現在是全球大流行的第6個月(或者是72歲?這很難說),盡管從臥室到廚房的通勤時間很短,但您仍在適應這一新常態。
Your team is responsible for all the same tasks (handling ad-hoc queries, fixing broken pipelines, implementing new rules and logic, etc.), but troubleshooting broken data has only gotten harder. It’s difficult enough to identify the root cause of a data downtime incident when you’re all 5 feet away from each other; it’s 10 times harder when you’re working on different time zones.
您的團隊負責所有相同的任務(處理臨時查詢,修復損壞的管道,實現新規則和邏輯等),但是對損壞的數據進行故障排除只會變得更加困難。 當您彼此相距5英尺時,要確定數據停機事件的根本原因已經非常困難。 當您在不同時區工作時,難度會增加10倍。

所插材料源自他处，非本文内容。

PR #8413, opened 2018-10-20
Fix minor bug in DefaultResourceLeak.toString()

almson:
As you can see, we were printing `dropped` instead of `duped`. Looks like nobody ever noticed.


normanmaurer:
Can you please sign the icla and let me know once done ?

https://Netty.io/s/icla

normanmaurer:
@netty-bot test this please

almson:
done

normanmaurer:
@almson thanks!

Distributed teams aren’t novel, in fact, they’ve become increasingly common over the last few decades, but working during a pandemic is new for everyone. While this shift widens the geographic talent pool, collaborating at this scale entails unforeseen hurdles, particularly when it comes to working with real-time data.
分布式團隊并不是什么新奇的事物,事實上,在過去的幾十年里它們已經變得越來越普遍,但是在大流行期間工作對于每個人來說都是新事物。 盡管這種轉變擴大了地理人才庫,但這種規模的協作帶來了不可預見的障礙,尤其是在處理實時數據時。
Your daily standup only gets you so far.
每天的站起來只會讓您走得那么遠。
Here are 4 essential steps to managing a great distributed data team:
以下是管理一個出色的分布式數據團隊的4個基本步驟:
記錄所有東西 (Document all the things)
Information about which tables and columns are “good or bad” breaks down when teams are distributed. One data scientist we spoke with at a leading e-commerce company told us that it takes 9 months of working on a team to develop a spidey-sense for what data lives where, which tables are the ‘right’ ones, and which columns are healthy vs. experimental.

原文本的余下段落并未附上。